━━ Source data
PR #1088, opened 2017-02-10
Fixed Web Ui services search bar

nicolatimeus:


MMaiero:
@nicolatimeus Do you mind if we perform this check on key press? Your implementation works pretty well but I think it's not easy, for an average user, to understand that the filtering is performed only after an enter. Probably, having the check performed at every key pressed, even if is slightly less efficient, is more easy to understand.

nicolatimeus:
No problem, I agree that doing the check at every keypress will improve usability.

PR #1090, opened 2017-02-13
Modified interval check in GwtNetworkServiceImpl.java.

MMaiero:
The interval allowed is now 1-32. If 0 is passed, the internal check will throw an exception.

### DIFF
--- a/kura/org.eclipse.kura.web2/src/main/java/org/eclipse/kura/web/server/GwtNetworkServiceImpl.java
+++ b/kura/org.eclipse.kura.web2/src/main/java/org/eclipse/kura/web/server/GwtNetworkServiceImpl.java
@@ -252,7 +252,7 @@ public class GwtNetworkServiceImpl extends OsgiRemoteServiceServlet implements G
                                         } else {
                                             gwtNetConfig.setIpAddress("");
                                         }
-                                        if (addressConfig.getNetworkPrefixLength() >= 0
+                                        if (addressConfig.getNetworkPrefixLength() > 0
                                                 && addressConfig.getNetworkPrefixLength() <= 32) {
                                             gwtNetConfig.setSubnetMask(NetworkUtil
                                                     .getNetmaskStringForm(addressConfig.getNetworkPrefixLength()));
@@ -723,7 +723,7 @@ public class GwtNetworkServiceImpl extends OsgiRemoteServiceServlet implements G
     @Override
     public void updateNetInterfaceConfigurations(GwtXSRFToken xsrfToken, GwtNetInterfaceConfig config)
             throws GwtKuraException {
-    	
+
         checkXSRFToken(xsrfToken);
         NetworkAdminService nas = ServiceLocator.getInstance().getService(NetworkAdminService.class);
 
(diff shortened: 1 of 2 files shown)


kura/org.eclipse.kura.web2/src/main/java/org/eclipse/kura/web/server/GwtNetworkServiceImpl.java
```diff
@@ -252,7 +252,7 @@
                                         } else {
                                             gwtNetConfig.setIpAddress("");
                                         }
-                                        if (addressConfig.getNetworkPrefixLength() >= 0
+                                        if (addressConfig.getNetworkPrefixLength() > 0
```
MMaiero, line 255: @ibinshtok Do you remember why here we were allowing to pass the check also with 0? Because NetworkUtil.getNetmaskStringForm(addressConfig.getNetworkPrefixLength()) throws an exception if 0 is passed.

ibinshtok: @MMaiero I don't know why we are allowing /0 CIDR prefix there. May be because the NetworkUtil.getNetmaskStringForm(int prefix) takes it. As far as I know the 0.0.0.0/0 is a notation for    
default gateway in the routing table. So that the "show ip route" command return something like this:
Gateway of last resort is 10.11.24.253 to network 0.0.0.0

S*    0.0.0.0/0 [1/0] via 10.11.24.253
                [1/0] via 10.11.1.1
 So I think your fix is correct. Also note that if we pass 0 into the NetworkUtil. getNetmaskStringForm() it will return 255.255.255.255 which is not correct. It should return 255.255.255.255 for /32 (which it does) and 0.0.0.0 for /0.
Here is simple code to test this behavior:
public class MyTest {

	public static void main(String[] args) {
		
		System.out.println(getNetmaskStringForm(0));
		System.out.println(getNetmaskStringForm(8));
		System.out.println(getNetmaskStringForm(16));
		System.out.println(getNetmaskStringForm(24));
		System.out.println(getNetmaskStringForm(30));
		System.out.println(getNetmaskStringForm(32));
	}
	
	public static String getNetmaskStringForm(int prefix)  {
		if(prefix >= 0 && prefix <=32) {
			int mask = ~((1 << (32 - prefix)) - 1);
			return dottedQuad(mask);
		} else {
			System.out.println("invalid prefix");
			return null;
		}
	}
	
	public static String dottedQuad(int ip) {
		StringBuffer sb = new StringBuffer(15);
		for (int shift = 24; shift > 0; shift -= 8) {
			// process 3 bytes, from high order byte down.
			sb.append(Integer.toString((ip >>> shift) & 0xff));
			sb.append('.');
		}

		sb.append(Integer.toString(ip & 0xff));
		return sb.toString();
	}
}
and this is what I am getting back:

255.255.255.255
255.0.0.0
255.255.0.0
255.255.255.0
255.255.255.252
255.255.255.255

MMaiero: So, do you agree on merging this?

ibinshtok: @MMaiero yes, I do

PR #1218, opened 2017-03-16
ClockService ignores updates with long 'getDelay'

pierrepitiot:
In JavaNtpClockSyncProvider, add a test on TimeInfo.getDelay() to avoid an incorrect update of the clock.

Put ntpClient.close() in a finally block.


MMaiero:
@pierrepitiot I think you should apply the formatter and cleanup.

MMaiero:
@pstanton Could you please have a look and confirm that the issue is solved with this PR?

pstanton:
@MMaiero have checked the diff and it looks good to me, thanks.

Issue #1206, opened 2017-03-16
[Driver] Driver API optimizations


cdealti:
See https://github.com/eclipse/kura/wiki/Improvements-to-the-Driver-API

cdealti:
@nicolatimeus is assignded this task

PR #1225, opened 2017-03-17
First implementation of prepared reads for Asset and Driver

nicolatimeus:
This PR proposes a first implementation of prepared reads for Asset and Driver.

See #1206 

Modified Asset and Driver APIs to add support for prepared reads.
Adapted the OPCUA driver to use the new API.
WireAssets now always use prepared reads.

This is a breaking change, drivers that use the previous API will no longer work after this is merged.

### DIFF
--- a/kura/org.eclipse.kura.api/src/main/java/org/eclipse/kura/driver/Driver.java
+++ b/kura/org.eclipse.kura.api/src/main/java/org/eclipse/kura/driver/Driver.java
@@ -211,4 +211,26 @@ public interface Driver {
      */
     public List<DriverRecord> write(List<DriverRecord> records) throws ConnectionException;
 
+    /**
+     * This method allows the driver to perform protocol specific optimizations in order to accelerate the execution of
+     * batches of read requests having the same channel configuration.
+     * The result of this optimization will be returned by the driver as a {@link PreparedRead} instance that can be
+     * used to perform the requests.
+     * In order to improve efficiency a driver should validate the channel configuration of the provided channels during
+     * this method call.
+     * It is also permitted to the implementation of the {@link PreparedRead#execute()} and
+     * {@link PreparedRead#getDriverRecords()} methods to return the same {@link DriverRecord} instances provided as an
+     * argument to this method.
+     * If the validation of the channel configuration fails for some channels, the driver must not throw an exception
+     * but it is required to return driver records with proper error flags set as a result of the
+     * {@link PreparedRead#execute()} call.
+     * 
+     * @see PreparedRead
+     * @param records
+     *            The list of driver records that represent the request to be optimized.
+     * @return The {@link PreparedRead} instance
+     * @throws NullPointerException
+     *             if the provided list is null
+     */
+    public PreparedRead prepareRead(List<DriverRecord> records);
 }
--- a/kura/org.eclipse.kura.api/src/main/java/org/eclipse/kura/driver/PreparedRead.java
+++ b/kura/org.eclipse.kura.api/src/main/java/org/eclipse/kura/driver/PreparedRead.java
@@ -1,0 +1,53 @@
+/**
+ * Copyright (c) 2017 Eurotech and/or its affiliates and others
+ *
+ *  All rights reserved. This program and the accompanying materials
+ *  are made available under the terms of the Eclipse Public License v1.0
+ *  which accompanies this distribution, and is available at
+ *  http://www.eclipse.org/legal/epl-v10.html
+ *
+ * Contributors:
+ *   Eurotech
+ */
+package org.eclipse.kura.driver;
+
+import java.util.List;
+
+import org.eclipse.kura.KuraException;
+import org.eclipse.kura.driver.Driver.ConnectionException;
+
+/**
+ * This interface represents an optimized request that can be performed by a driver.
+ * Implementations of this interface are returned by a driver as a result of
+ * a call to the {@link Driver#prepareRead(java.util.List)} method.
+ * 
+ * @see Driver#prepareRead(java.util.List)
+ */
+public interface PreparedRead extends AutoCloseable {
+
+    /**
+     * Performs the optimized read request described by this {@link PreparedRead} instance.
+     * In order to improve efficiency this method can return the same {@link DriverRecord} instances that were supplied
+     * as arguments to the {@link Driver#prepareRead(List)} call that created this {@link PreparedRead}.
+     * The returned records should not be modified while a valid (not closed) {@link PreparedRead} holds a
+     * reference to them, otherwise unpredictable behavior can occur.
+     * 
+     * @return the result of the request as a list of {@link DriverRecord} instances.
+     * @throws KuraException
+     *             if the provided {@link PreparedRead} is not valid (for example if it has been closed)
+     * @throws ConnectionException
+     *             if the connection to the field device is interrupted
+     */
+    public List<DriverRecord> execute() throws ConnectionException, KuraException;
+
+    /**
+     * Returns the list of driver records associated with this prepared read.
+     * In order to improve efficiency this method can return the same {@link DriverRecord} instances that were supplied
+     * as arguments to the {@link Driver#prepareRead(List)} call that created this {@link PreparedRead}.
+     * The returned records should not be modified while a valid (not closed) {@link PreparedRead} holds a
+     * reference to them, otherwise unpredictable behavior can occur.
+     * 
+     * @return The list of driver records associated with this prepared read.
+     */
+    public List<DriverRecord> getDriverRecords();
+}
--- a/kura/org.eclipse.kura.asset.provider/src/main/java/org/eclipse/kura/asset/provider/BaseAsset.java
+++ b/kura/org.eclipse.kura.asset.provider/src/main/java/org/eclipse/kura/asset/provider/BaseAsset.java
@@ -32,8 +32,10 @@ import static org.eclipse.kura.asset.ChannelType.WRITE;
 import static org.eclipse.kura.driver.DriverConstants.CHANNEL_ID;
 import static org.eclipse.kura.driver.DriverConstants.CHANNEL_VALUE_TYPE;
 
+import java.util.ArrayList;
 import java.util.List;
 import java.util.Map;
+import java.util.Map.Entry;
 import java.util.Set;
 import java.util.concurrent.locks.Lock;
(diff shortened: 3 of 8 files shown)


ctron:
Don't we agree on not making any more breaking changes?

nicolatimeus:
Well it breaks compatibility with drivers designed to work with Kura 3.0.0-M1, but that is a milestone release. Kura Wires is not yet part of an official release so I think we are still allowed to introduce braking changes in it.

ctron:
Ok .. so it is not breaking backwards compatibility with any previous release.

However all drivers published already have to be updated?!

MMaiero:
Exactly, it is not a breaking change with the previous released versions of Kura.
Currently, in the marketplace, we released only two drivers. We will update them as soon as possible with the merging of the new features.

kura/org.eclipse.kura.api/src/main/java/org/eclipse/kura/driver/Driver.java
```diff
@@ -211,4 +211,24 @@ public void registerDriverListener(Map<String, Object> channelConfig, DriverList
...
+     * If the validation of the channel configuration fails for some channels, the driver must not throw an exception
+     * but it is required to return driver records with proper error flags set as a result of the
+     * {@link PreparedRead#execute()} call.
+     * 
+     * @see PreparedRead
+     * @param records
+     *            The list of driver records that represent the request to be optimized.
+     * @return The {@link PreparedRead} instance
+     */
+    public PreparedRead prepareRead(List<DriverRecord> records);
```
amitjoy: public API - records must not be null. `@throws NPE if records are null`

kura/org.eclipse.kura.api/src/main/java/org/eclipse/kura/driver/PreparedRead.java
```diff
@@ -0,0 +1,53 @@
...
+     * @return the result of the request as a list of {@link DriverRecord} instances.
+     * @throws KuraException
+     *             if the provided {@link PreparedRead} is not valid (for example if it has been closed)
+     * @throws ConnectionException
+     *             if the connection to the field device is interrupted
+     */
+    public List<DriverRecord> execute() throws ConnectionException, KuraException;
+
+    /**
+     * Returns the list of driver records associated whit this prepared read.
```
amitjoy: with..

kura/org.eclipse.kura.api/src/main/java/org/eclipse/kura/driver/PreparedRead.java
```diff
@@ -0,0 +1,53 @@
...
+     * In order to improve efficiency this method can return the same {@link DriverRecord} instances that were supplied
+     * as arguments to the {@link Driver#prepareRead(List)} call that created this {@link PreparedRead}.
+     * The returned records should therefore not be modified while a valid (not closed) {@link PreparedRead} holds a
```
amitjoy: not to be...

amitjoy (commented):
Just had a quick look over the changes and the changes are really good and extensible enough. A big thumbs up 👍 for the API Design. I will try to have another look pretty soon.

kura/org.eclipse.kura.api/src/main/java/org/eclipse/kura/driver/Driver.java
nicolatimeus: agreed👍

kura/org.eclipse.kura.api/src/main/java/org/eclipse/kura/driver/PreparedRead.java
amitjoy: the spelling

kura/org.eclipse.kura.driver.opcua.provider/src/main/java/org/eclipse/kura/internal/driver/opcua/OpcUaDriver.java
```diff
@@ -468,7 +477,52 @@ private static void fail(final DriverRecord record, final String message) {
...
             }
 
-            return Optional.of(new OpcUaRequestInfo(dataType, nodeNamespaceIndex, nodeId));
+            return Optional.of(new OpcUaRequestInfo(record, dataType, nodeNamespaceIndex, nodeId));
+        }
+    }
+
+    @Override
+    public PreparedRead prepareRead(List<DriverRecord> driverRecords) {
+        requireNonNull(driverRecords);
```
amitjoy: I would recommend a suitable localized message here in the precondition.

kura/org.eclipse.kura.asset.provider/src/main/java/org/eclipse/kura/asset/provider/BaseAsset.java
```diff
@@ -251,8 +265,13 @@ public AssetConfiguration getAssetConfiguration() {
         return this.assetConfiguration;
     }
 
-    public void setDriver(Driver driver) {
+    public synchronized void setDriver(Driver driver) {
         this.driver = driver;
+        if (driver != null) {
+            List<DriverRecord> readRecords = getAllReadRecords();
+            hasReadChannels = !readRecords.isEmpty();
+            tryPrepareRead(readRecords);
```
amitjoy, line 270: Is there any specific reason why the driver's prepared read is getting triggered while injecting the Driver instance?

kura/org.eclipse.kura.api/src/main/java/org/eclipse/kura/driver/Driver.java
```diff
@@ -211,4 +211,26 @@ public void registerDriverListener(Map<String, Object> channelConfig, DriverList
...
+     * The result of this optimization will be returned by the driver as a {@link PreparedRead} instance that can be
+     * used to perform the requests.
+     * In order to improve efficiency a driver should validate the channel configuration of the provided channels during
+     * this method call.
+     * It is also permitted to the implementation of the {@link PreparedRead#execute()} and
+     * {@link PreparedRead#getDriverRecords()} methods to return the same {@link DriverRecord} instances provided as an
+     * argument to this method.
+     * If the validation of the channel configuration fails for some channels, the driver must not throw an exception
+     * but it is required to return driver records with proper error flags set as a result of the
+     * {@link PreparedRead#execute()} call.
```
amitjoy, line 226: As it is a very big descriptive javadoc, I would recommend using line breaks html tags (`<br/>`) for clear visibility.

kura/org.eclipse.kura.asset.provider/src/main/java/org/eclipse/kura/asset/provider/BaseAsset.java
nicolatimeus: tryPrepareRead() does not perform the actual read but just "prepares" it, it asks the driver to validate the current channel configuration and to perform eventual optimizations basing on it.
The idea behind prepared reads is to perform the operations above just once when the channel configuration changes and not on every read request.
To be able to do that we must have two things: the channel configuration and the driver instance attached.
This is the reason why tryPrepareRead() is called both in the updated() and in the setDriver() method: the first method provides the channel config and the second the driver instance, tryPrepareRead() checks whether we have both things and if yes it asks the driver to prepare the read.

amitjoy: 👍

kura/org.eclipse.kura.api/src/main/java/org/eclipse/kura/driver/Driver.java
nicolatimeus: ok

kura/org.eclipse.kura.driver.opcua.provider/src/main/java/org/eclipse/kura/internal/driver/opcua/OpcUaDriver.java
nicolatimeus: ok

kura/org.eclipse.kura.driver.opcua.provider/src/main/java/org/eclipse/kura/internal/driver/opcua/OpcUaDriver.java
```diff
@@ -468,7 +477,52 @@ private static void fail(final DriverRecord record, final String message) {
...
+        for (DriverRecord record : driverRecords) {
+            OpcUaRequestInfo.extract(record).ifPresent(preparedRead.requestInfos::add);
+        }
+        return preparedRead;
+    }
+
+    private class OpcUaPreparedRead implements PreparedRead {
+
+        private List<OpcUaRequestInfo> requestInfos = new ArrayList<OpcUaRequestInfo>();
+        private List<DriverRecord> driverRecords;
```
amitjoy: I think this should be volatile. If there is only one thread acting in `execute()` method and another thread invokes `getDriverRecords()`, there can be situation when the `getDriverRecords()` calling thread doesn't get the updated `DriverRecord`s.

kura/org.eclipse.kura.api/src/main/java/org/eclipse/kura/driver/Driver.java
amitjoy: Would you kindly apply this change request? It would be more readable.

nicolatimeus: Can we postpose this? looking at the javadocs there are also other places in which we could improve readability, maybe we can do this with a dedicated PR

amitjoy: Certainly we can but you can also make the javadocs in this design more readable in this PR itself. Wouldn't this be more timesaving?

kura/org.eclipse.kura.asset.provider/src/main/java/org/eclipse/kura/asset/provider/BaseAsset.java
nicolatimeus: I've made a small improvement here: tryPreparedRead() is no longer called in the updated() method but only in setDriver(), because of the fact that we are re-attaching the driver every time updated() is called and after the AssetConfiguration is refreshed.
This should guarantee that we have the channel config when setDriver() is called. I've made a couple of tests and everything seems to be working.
━━━━
What to do:
Compute the number of lines in the entries above that hold the word "shortened"; the answer must contain nothing else.

Exercise solution:
2